At this point my ptxas and AMDGPU fuzzers started to slow down; they were running for increasingly long times without finding any new bugs. I almost stopped there, but I had a thought. What if I just asked Claude to read through LLVM and find bugs? In other words, what if I was building a fuzzer because I hadn’t absorbed the Bitter Lesson?

I asked Claude to spin up 50 subagents at a time looking for bugs. Boy did I get them. Claude found bugs at a rate of one every four minutes. (In contrast, at this point the fuzzer was taking hours to find new bugs.)

My initial reaction was, I don’t even think this means LLVM’s AMDGPU backend is particularly buggy. Indeed, a friend suggested I do the same to the x86 backend, and it produced bugs at a rate of almost two per minute.

My bug-finding agents didn’t show any signs of slowing down before I stopped them. I don’t know how many more issues are out there. Probably a lot?

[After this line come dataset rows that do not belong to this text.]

PR #439, opened 2020-03-09
JENKINS-60482 Alternate Endpoint fix

troymohl:
This fixes a bug in the EC2 Alternate URL endpoint configuration reported in https://issues.jenkins-ci.org/browse/JENKINS-60482. Additionally, small bug fix to fix cases if an empty endpoint got passed to the AmazonEC2 client initialization.

~This PR has https://github.com/jenkinsci/ec2-plugin/pull/438 as a parent, as my configuration required that fix to be in place in order to make this fix.~
This has been fixed in master, so that PR was no longer needed.

PR #537, opened 2020-11-23
[JENKINS-60482] Persist the alternate ec2 endpoint

MRamonLeon:
See https://issues.jenkins-ci.org/browse/JENKINS-60482

Simplified version of https://github.com/jenkinsci/ec2-plugin/pull/439

Reasoning:

The field `Alternate EC2 endpoint` has only one purpose, to fill up the `Region` field. If you're in an environment where the default endpoint is not reachable, you can specify here the full url to use instead. Like: `https://ec2.us-west-1.amazonaws.com`. Once the field is populated, the connection and all other operations are performed using this region, so they should go fine.

It's true that every time you enter the configuration page, the `Alternate EC2 endpoint` is empty, so the `Region` field never gets populated until you set the endpoint properly. So it causes a lot of frustration and misunderstanding, IMO.

This PR tries to resolve the problem by persisting this field, so every time you reach the configuration page, the field is established, so the region field is populated correctly. This PR is simpler than https://github.com/jenkinsci/ec2-plugin/pull/439 where we use the `Alternate EC2 endpoint` as the full new AWS endpoint (IIUC), which I think it's not necessary.

I've recorded a video to show the behavior: https://photos.app.goo.gl/aADg5roUcKbMqLKj8

CC: @jkfernan @GaToRAiD @troymohl

### DIFF
--- a/src/main/java/hudson/plugins/ec2/AmazonEC2Cloud.java
+++ b/src/main/java/hudson/plugins/ec2/AmazonEC2Cloud.java
@@ -64,6 +64,8 @@ public class AmazonEC2Cloud extends EC2Cloud {
      */
     private String region;
 
+    private String altEC2Endpoint;
+
     public static final String CLOUD_ID_PREFIX = "ec2-";
 
     private boolean noDelayProvisioning;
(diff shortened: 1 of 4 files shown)


fcojfernandez (approved):

res0nance (approved):
Looks ok, perhaps you should add some form of test for its persistence, perhaps just extend one of the Casc test?

MRamonLeon:
I've added a new test @res0nance , fine to you?

res0nance (approved):

res0nance:
> I've added a new test @res0nance , fine to you?

Looks good

alecharp (approved):

PR #538, opened 2020-11-24
[JENKINS-61161] Avoid infamous UI connection strategy warning

MRamonLeon:
See https://issues.jenkins.io/browse/JENKINS-61161

Avoid the ugly and erroneous _Could not find selected connection strategy_ every time one changes the connection strategy.

See:
Screenshot from 2020-11-24 14-16-51

### DIFF
--- a/src/main/java/hudson/plugins/ec2/SlaveTemplate.java
+++ b/src/main/java/hudson/plugins/ec2/SlaveTemplate.java
@@ -2040,7 +2040,7 @@ public class SlaveTemplate implements Describable<SlaveTemplate> {
 
         public FormValidation doCheckConnectionStrategy(@QueryParameter String connectionStrategy) {
             return Stream.of(ConnectionStrategy.values())
-                    .filter(v -> v.equalsName(connectionStrategy))
+                    .filter(v -> v.name().equals(connectionStrategy))
                     .findFirst()
                     .map(s -> FormValidation.ok())
                     .orElse(FormValidation.error("Could not find selected connection strategy"));


src/main/java/hudson/plugins/ec2/SlaveTemplate.java
```diff
@@ -2040,7 +2040,7 @@ public ListBoxModel doFillConnectionStrategyItems(@QueryParameter String connect
 
         public FormValidation doCheckConnectionStrategy(@QueryParameter String connectionStrategy) {
             return Stream.of(ConnectionStrategy.values())
-                    .filter(v -> v.equalsName(connectionStrategy))
+                    .filter(v -> v.name().equals(connectionStrategy))
```
MRamonLeon, line 2043: Previously: Public_IP == PUBLIC_IP ??
Now:        PUBLIC_IP == PUBLIC_IP ??

alecharp (approved):

src/main/java/hudson/plugins/ec2/SlaveTemplate.java
fcojfernandez: is it not the same? why is it fixing the error?

https://github.com/jenkinsci/ec2-plugin/blob/2f348aa519338aac64dd19954b0b41a62a8ea6fc/src/main/java/hudson/plugins/ec2/ConnectionStrategy.java#L15-L17

res0nance: I too am interested in Francisco's point

MRamonLeon: `equalsName` is comparing the text added in the constructor (`Public IP` lowercase), but the `connectionStrategy` variable contains [the declared name of the enum](https://docs.oracle.com/javase/7/docs/api/java/lang/Enum.html#name()) (`PUBLIC IP` uppercase), so they were never equals.

fcojfernandez: Oh! I see now! Really good point Ramon

fcojfernandez (approved):

src/main/java/hudson/plugins/ec2/SlaveTemplate.java
res0nance: Interesting, then shouldn't `equals()` also produce the desired behaviour?

res0nance (approved):

amedee:
Regression? I have this error again in EC2 plugin version 1.56

jensenbox:
I can corroborate - this is still an issue. We use CasC and it will not work under any condition. The knock on effect is that after a configuration update and restart of Jenkins, no EC2 instance can be created. Perhaps the logic of this validation function is flawed? Frankly I do not mind seeing the actual enum value show up in as the form value `PUBLIC_IP` - it gives a clear understanding of the underlying value. So perhaps just yank the `name` property - it would sure make translations that much better too (do not compare the human value to the internal value) - just spitballing here as this is a real pain.

radnov:
This is still an issue in 1.59 🤕  

@amedee, @jensenbox Have you guys found any intermediate solution to this?

Doing "Apply" on the Clouds configuration from the UI "fixes" the Connection Strategy problem. Having to `POST $JENKINS_URL/configureClouds/configure` on each JCasC reload is just nasty.

res0nance:
> This is still an issue in 1.59 🤕
> 
> @amedee, @jensenbox Have you guys found any intermediate solution to this?
> 
> Doing "Apply" on the Clouds configuration from the UI "fixes" the Connection Strategy problem. Having to `POST $JENKINS_URL/configureClouds/configure` on each JCasC reload is just nasty.

I can recreate the issue when adding a new template which is fixed in #626

radnov:
@jensenbox See [this comment](https://github.com/jenkinsci/ec2-plugin/pull/626#issuecomment-852951180) in case you're still facing the JCasC issue. 👍

amedee:
As of 8 hours and 39 minutes ago, I no longer work at the company where 
we had this issue.

I no longer have access to the Jenkins there so I can't check the 
configuration.

I am unable to help you, sorry.

albertodebortoli:
This is more broken now with 1.60 than before. I literally tried every possible combination of fields but the connection strategy always falls back to "Public DNS".

res0nance:
> This is more broken now with 1.60 than before. I literally tried every possible combination of fields but the connection strategy always falls back to "Public DNS".

Fixed in #627 has to do with a weird issue where the name of the variable was causing issues. I tested it locally and it seems to be fine now even when saving and loading. Will be making a new release 1.60.1 for this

The question with automated bug-finding usually is, “Do these bugs matter?” I’ve only gone through about 20% of the x86 bugs so far. The bugs found by agents are definitely less severe on average than those found by the fuzzer; every fuzz bug is a demonstrable miscompile, whereas agents are using their judgement to decide what is and isn’t a bug, and sometimes they’re wrong.

On the other hand, one of the 30 or so agent-discovered bugs I’ve examined includes this extremely frightening case where LLVM will turn an atomic store into two non-atomic stores. This bug would have been very difficult to find via fuzzing (fuzzing atomics is hard), and would likely be both quite bad and quite hard to root-cause if it happened in production (because downgrading an atomic to a non-atomic store will be fine 99% of the time, and 1% of the time will corrupt your data).

The other question you should ask is, how much did all this cost? The vibe-coded fuzzer was relatively cheap. I was using about double the weekly quota for my $200/month ChatGPT Pro account to write the AMD and NVIDIA fuzzers at the same time. It was more expensive with pay-per-token Opus 4.7, on the order of $1000 for a few days’ work. I don’t know if it would have been cheaper with a Claude Max account, and I don’t know if the work I was doing with Claude was more token-intensive than the work I’d been doing with Codex earlier.

On the other hand, having an army of subagents read the code was, um, not cheap. I spent more than $10,000 in a few hours, and I wasn’t even using fast mode. (Thanks for the tokens, Dylan!) Even though bugs found this way were on average lower-severity than fuzz bugs, the fact that code inspection can find whole classes of bugs that would be very challenging to find via fuzzing makes it valuable to me.

Frankly, just the one atomics bug mentioned could do far more than $10,000 in damage under the right (or perhaps wrong) conditions; silent data corruption like this will break just about any production system.  And even if your system had safeguards that allowed it to notice this kind of corruption, you’d still likely burn months of engineering time hunting for its source.  If I were doing this again, I wouldn’t bother with fuzzing, assuming I had the budget to unleash my herd of agents.

I’m still trying to make meaning out of this experience. I think it’s bigger than simply “With enough subagents, all bugs are shallow.” Maybe the lesson is this:

Things that were impossible five months ago are now “just” Very Expensive.

A corollary is, if you don’t have the budget, you’re operating in a smaller part of the possibility space than those who do. And I expect that gap to grow substantially over the coming months.

SemiAnalysis spent an order of magnitude more on my tokens than on paying me the day I ran the agents. If the value of something is how much someone is willing to pay for it, then this was the first time in my career that I delivered less value to my employer than my AI did.

It makes me wonder how much SemiAnalysis will be willing to pay for tokens in six months, and what life will be like for people and companies who can’t or won’t pay.

One last thought. I could do the “have Claude read the code” approach with the AMDGPU and x86 LLVM backends because I have the source code. I can’t do it with ptxas because I only have a binary. But…how sure am I that, given enough tokens, Opus 5.7 (or even 4.7) couldn’t find bugs just by reading the assembly?